В 1836 году правительство приняло неожиданное решение: заселить евреями пустующие земли Сибири, чтобы создать гам новые сельскохозяйственные колонии. Об этом оповестили все еврейские общины, и сразу же нашлись желающие переселиться. Жизнь "взаперти" в черте оседлости была невыносимой, из года в год власти допекали очередными ограничениями, да к тому же евреи-колонисты освобождались на пятьдесят лет от рекрутского набора, - а какие родители не отправились бы даже на край света, чтобы спасти своих детей от призыва в армию на двадцать пять лет?
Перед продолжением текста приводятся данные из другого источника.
Issue #2855, opened 2026-08-09
bug(sdd): sdd-apply repeatedly returns sdd_task_result_empty during remediation


teba-isea:
### Environment
- Gentle AI: `2.3.1`
- Client: OpenCode `1.18.15`
- Runtime: Node.js 24
- OS/architecture: Darwin arm64

### Operation shape
A bounded `sdd-apply` remediation actor was launched twice against the same preserved native objective after explicit user authorization.

### Observed evidence
Both bounded attempts returned `gentle-ai.sdd-task-result-failure/v1` with code `sdd_task_result_empty` and no valid task result. Native status showed zero changed lines and no evidence revision after each attempt.

### Expected behavior
The delegated apply actor returns a valid typed result, or an actionable provider failure that does not leave the active objective awaiting `finish`.

### Actual behavior
The provider returned an empty-result transport failure twice. No edits or evidence were recorded, while remediation remained blocked.

### Minimal reproduction
1. Start a bounded remediation objective after failed SDD verification.
2. Acquire the active objective token.
3. Launch the dedicated `sdd-apply` actor for a small typing fix.
4. Observe `sdd_task_result_empty`; execute the prescribed native status continuation.
5. With explicit authorization, repeat once against the same preserved objective.
6. Observe the same typed failure with zero changed lines and no evidence.

### Preserved-state evidence
- 45/45 implementation tasks remain complete.
- Remediation remains required.
- Verification and archive remain blocked.
- The active objective is preserved with zero changed lines and no evidence.

### Duplicate lookup
Open and closed issues were searched before creation. Existing issues #2677 and #2117 cover different SDD phases; #2609 covers a general worker. No equivalent repeated `sdd-apply` remediation report was found.

This report contains observed evidence only; no root cause is asserted. Privacy scan passed before GitHub operations.

yeerliin:
New occurrence of the same behavior. This evidence is privacy-scrubbed.

### Environment
- Gentle AI: 2.3.1-0.20260808092929-bf1d9de53b8c
- Client: OpenCode 1.18.15
- OS/architecture: Windows amd64

### Operation and observed outcome
A bounded, artifact-only sdd-apply correction was launched to update two stale SDD record fields after implementation and focused checks had already passed. The first launch coincided with a brief network outage. After connectivity was restored, the same bounded operation was launched again.

[...]

PR #3062, opened 2026-08-11
fix(opencode): don't latch the session when a failed SDD phase left real work behind

jarruiz:
## Problem

`sdd_task_result_empty` can be a **transport/timing failure, not a phase failure**. Observed on gentle-ai 2.3.0 + OpenCode 1.18.15 (issue #2855): the `sdd-apply` actor **executes the full work unit** — creates source + test files, runs TDD RED→GREEN, persists `apply-progress.md`, marks tasks complete — yet the task result never reaches the orchestrator (runtime log shows the subagent stream finishing and the session later recording `error=Aborted` ~6.5 min after the last stream).

The plugin unconditionally latched `failedSDDSessions` on any empty/malformed result. That blocks **every later SDD launch in the session with zero execution**, even though the work exists and is recoverable via the handoff's own continuation (`sdd-status`).

## Fix

Add `hasRealWork()`: before latching the session, check whether the failed phase actually left work behind:

1. Extract the change name from the task prompt (JSON binding form or plain `change:` form).
2. Prefer the prompt's `Project root:` over the plugin cwd, which can resolve to `/` in global/desktop sessions and makes both the native query and the filesystem fallback miss the real project.
3. Query the native dispatcher (`sdd-status --json`) for apply-progress / apply-state; fall back to a filesystem check for the `apply-progress.md` artifact.

- **Real work exists** → surface the transport failure but **do not latch**. The orchestrator runs the continuation, sees the progress, and relaunches a directed retry that merges apply-progress (the sdd-apply skill already supports merge-on-resume).
- **No work exists** → latch as before, protecting against blind relaunch over an empty change.

## Validation

- Unit tests: change-name extraction (JSON + plain), project-root preference, apply-progress detection, block decision — all pass.
- Integration (local OpenSpec change, strict TDD):
  - Normal success: unchanged behavior, valid result returned.
  - Work + forced-empty result: session **not** latched; a directed retry executed, merged apply-progress, and returned a valid result.
  - No-work + empty result: session latched (protection intact).
- `bun build` validates TS syntax; `go test ./internal/components/sdd/` passes.

## References

- Issue #2855 (occurrence comment documents the work-executed-but-result-lost case, distinct from the zero-execution occurrences).

## Summary by CodeRabbit

* **Bug Fixes**
  * Improved recovery after failed workflow phases.
  * Sessions can now be retried when partial progress remains, allowing continuation instead of being permanently blocked.

### DIFF
--- a/internal/assets/opencode/plugins/review-result-artifacts.ts
+++ b/internal/assets/opencode/plugins/review-result-artifacts.ts
@@ -241,6 +241,57 @@ function captureCwd(worktree: string | undefined, directory: string): string {
   return worktree || directory
 }
 
+// hasRealWork decides whether a failed SDD phase actually left work behind.
+// A phase can complete its files/tests/progress yet still return an empty task
+// result (transport/timing failure: the child ran, the result was lost). When
+// real work exists, latching the whole session is wrong: the orchestrator
+// should run the handoff's continuation (sdd-status), see the progress, and
+// relaunch a directed retry that merges the existing apply-progress. When no
+// work exists, the failure is genuine and the session must stay latched (no
+// blind relaunch over an empty change).
+async function hasRealWork(phase: string, cwd: string, prompt: unknown): Promise<boolean> {
+  // 1. Extract the change name from the task prompt, if present. Support both
+  //    the JSON binding form ("change":"<name>") and the plain form (change: <name>).
+  const text = typeof prompt === "string" ? prompt : ""
+  let change = ""
+  const jsonM = /"change"\s*:\s*"([A-Za-z0-9._-]+)"/i.exec(text)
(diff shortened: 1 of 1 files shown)


Alan-TheGentleman:
## Coordination: managed-plugin writer collision

#3062 writes `review-result-artifacts.ts`, the managed OpenCode plugin that #3138 D3 replaces transactionally with no coexistence or legacy fallback. Its session-latching behavior cannot be merged as another durable plugin path while that replacement is the approved owner.

Hold this PR rather than extending the plugin. If the reported recovery outcome remains required, re-scope it as a native Go-owned recovery concern in a <=400-line #3138 chain child. This comment makes no closure or review decision on #2855. `skill_resolution=paths-injected`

Не осталось практически ни одного города в западном крае, откуда евреи не просились бы в Сибирь. Из Вильно готовы были немедленно отправиться в путь двести восемьдесят шесть нищих, многодетных семейств; из Гродно - сорок пять семейств, из Витебска - сто тридцать девять, из Митавы - пятьдесят. Кагалы задерживали их отправку, чтобы дотянуть до очередного воинского набора, - и потому самые энергичные, а порой и самые отчаявшиеся, бросали все и шли пешком в Сибирь. Переселенцы объявились неожиданно в Тамбове - к изумлению местных жителей: голодные, больные и в лохмотьях. Об их появлении докладывали из Пензы и Владимира, они прошли через Казань, застряли на зиму в Симбирске. Никто не знал, что ждет их впереди - какой климат, какие условия жизни, но это никого не останавливало. Сибирь была в тот момент избавлением от кошмарного настоящего и зыбкой надеждой на будущее.